CLEVELAND - Children identified as bullies were three times more likely to be diagnosed with mental health problems, according to new research.
Dr. Elaine Schulte wasn't involved in the study but is a pediatrician at Cleveland Clinic Children's Hospital.
"A lot of these kids have mental health issues like depression, anxiety, oppositional defiant disorder, attention deficit hyperactivity disorder, or ADHD, so these are kids who are already struggling with their own stuff and then they're acting out and bullying other children," Schulte said.
Researchers studied information provided by parents and guardians of 64,000 children from the 2007 National Survey of Children's Health.
Results show that 15 percent of children were considered bullies by their parent or guardian. Kids diagnosed with a mental health disorder were three times more likely to bully other children.

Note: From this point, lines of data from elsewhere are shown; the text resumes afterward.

PR #2584, opened 2022-09-22
Fix spelling

ydah:
Several typos were corrected in this PR.

### DIFF
--- a/History.md
+++ b/History.md
@@ -830,7 +830,7 @@ Release date: 2018-03-23
 
 ### Changed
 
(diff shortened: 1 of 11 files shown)


twalpole:
Thanks for this but I shouldn't accept most of these changes, specifically the ones that are in test names.  Other drivers use the test suite in lib/capybara/spec and may use the names for filtering specific tests so changing large numbers of them outside of a major release isn't great.  I'll create a new commit with the other ones, although the change to code logic concerns me that it wasn't caught by a test

PR #2589, opened 2022-10-10
consider Selenium::WebDriver::Error::DetachedShadowRootError as invalid_element_error

perryn:


perryn:
I am introducing a widget built with a shadow DOM into our app.

Some of our tests were flaky with occasional errors like this

```
     Failure/Error: tab_nav.find("a.active").text01:23
     01:23
     Selenium::WebDriver::Error::DetachedShadowRootError:01:23
       detached shadow root: detached shadow root01:23
         (Session info: chrome=105.0.5195.125)01:23

     <SNIP>

     # --- Caused by: ---01:23
     # Selenium::WebDriver::Error::StaleElementReferenceError:01:23
     #   stale element reference: element is not attached to the page document01:23
     #     (Session info: chrome=105.0.5195.125)01:23
     #   #0 0x5595906ce693 <unknown>
```

Once I
        - 1) made this patch to consider DetachedShadowRootError as an 'invalid_element_error'
        - 2) wrapped the selector code in a `.synchronize` block
The test became much more stable

twalpole:
Thanks for this but it would have broken backwards compatibility with Selenium versions which don't define that error.  I added it via https://github.com/teamcapybara/capybara/pull/2592

PR #2611, opened 2022-11-04
Fix `Driver#submit` to forward the required args

dsantosmerino:
## Issue
It looks like the recent release `3.38.0` contains a [small bug](https://github.com/teamcapybara/capybara/commit/a3ff5514f40f3af0ec6655354d3596f6d9ea8964#diff-7ba980837bac726069131342051c1571ce448f8c54887109543c0fbc85e30bc8R57) when forwarding params from the `Capybara::RackTest::Driver` to the `Capybara::RackTest::Browser`.

From our spec suite:
```bash
     Failure/Error: Capybara::RackTest::Form.new(page.driver, form.native).submit({})
     
     ArgumentError:
```

After checking it a bit, it looks related to this change a3ff5514f40f3af0ec6655354d3596f6d9ea8964, when the `Capybara::RackTest::Browser#submit` signature was changed, but not the `Capybara::RackTest::Driver` one.

## Approach
Replacing the existing signature to just forward the received params to the final class. I guess we could use this same approach to same methods present in this class, but I didn't want to mix things.

_Note: I know that it doesn't contain any spec, but I am not familiar with the code base. Let me know if you have a clear idea of what I should cover here and I'll do my best to add them ASAP._

### DIFF
--- a/lib/capybara/rack_test/driver.rb
+++ b/lib/capybara/rack_test/driver.rb
@@ -50,8 +50,8 @@ class Capybara::RackTest::Driver < Capybara::Driver::Base
     browser.refresh
   end
 
-  def submit(method, path, attributes)
-    browser.submit(method, path, attributes)
+  def submit(...)
+    browser.submit(...)
   end
 
   def follow(method, path, **attributes)


twalpole:
What version of rack are you using?

dsantosmerino:
>  What version of rack are you using?

We're using Rack v2.2.4, @twalpole.

twalpole:
@dsantosmerino Capybara tests pass without this change, what code of yours is triggering an error here?

twalpole:
@dsantosmerino I don't think your issue is where you think it is since the Capybara tests all pass and do exercise this method.  I think the issue is that you're passing an empt hash to `submit` rather than the button that was clicked to trigger the submit

john-h-k:
@twalpole we are having the same issue due to someone in the past having created the same hack. However, it is common enough to have a form without a submit button, so it seems very odd to not support that

twalpole:
@john-h-k If you're using the rack-test driver then you're running in a non-JS supporting environment -- with no submit button how is the form being submitted?

ndbroadbent:
I also ran into this error after updating to `3.38.0`. I was using a workaround to test a search input that doesn't have a submit button:

Screen Shot 2022-11-18 at 12 47 39 PM


```
      scenario 'query has matching folder on root folder' do
        visit templates_path
        fill_in 'query', with: 'root folder two'
        Capybara::RackTest::Form.new(page.driver, find('form.search-form').native).submit
```

It would be great if it was possible to add support for this case and a public API for submitting a form with the rack-test driver.

I had probably found this workaround on StackOverflow or a Gist:

* https://stackoverflow.com/questions/8757477/capybara-submit-a-form-without-button
* https://gist.github.com/beccasaurus/989533

PR #2612, opened 2022-11-05
Use GitHub Actions for CI

mvz:
This is a work-in-progress attempt to migrate from Travis to GitHub Actions.


mvz:
Actual results of the actions can be checked here for now: https://github.com/mvz/capybara/actions

mvz:
@twalpole there's one failure left which I think means one more exception has to be added to the spec runners. I'm putting this up for review so we can discuss.

mvz:
All jobs are green now: https://github.com/mvz/capybara/actions/runs/3829507147/jobs/6516284770

twalpole:
@mvz I don't like the moving of the skip/pending settings of tests from the selenium_spec_chrome.rb, etc  files into node_spec.rb.  The files in lib/capybara/spec are used by other drivers to run the tests against them, and the conditional skipping shouldn't be in them.

mvz:
@twalpole alright, I have some questions on how that works but that's something for another issue. For now, I'll remove that change.

twalpole:
Thank you very much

Children diagnosed specifically with depression were three times more likely to bully. Meranwhile, those diagnosed with oppositional defiant disorder -- where hostile and angry behavior is often directed toward authority figures -- were six times more likely to be a bully.
The findings aren't a surprise to pediatricians, Schulte said.
"These are kids who are hurting. Bullies don't intentionally act out on other children. They can't control their behavior and parents need to deal with it, schools need to deal with it and it's a real problem nationwide," she added.
Results for this study recently were presented at the American Academy of Pediatrics National Conference.